Pereira Florbela, Xiao Kaixia, Latino Diogo A R S, Wu Chengcheng, Zhang Qingyou, Aires-de-Sousa Joao
LAQV and REQUIMTE, Departamento de Química, Faculdade de Ciências e Tecnologia, Universidade Nova de Lisboa , 2829-516 Caparica, Portugal.
Henan Engineering Research Center of Industrial Circulating Water Treatment, College of Chemistry and Chemical Engineering, Henan University , Kaifeng, 475004, PR China.
J Chem Inf Model. 2017 Jan 23;57(1):11-21. doi: 10.1021/acs.jcim.6b00340. Epub 2016 Dec 29.
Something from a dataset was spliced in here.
PR #323, opened 2017-10-17
Remove legacy Gerrit setup, hooks and configured aliases

blowekamp:


addisonElliott:
This looks good. My question is what about SetupHooks.sh where it pulls from the ITK repository here: https://public.kitware.com/gitweb?p=ITK.git;a=tree;h=refs/heads/hooks;hb=refs/heads/hooks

Machine learning algorithms were explored for the fast estimation of HOMO and LUMO orbital energies calculated by DFT B3LYP, on the basis of molecular descriptors exclusively based on connectivity. The whole project involved the retrieval and generation of molecular structures, quantum chemical calculations for a database with >111 000 structures, development of new molecular descriptors, and training/validation of machine learning models. Several machine learning algorithms were screened, and an applicability domain was defined based on Euclidean distances to the training set. Random forest models predicted an external test set of 9989 compounds achieving mean absolute error (MAE) up to 0.15 and 0.16 eV for the HOMO and LUMO orbitals, respectively. The impact of the quantum chemical calculation protocol was assessed with a subset of compounds. Inclusion of the orbital energy calculated by PM7 as an additional descriptor significantly improved the quality of estimations (reducing the MAE in >30%).
基于仅基于连接性的分子描述符,探索了机器学习算法以快速估计通过密度泛函理论(DFT)B3LYP计算的最高占据分子轨道(HOMO)和最低未占据分子轨道(LUMO)的轨道能量。整个项目包括分子结构的检索和生成、对超过111,000个结构的数据库进行量子化学计算、开发新的分子描述符以及机器学习模型的训练/验证。筛选了几种机器学习算法,并基于到训练集的欧几里得距离定义了适用域。随机森林模型预测了9989种化合物的外部测试集,对于HOMO和LUMO轨道,平均绝对误差(MAE)分别高达0.15和0.16 eV。用一部分化合物评估了量子化学计算协议的影响。将通过PM7计算的轨道能量作为额外描述符纳入显著提高了估计质量(将MAE降低了30%以上)。